PROVIDED DATA:
PR #9657, opened 2024-07-19
allow configuring grpc max connection age

butonic:
We added a GRPC_MAX_CONNECTION_AGE env var that allows limiting the lifespan of connections. A closed connection triggers grpc clients to do a new DNS lookup to pick up new IPs.

see https://github.com/owncloud/ocis/pull/9488

reva part in https://github.com/cs3org/reva/pull/4772

### DIFF
--- a/ocis-pkg/service/grpc/keepalive.go
+++ b/ocis-pkg/service/grpc/keepalive.go
@@ -1,0 +1,24 @@
+package grpc
+
+import (
+	"math"
+	"os"
+	"time"
+)
+
+const (
+	_serverMaxConnectionAgeEnv = "GRPC_MAX_CONNECTION_AGE"
+
+	// same default as grpc
+	infinity                 = time.Duration(math.MaxInt64)
+	_defaultMaxConnectionAge = infinity
+)
+
+// GetMaxConnectionAge returns the maximum grpc connection age.
+func GetMaxConnectionAge() time.Duration {
+	d, err := time.ParseDuration(os.Getenv(_serverMaxConnectionAgeEnv))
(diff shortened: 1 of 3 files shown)


mmattel:
Is `GRPC_MAX_CONNECTION_AGE` a reva only envvar or one that will also be configurable in ocis. With the latter in which service, because it must then match the envvar naming rules. If reva only, I recommend stating in the changlog it reva internal to avoid confusion.

butonic:
`GRPC_MAX_CONNECTION_AGE` is a common config variable to configure the gRPC server of a server. It is neither reva nor OCIS specific. Just as `MICRO_REGISTRY` or IMO `LDAP_BIND_PASSWORD` which we should never have prefixed with `OCIS`. But that is another topic.

ocis-pkg/service/grpc/keepalive.go
```diff
@@ -0,0 +1,24 @@
...
+	"math"
+	"os"
+	"time"
+)
+
+const (
+	_serverMaxConnectionAgeEnv = "GRPC_MAX_CONNECTION_AGE"
+
+	// same default as grpc
+	infinity                 = time.Duration(math.MaxInt64)
```
kobergj, line 13: LOL. `math.MaxInt64` is NOT infinity because `math.MaxInt64 + 1` is bigger.

kobergj (approved):

ocis-pkg/service/grpc/keepalive.go
fschade: LOL, nerdy but ur correct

EXERCISE DESCRIPTION: Lines containing "GetMaxConnectionAge" in the records above: how many are there? Give only the number.

SOLUTION: 2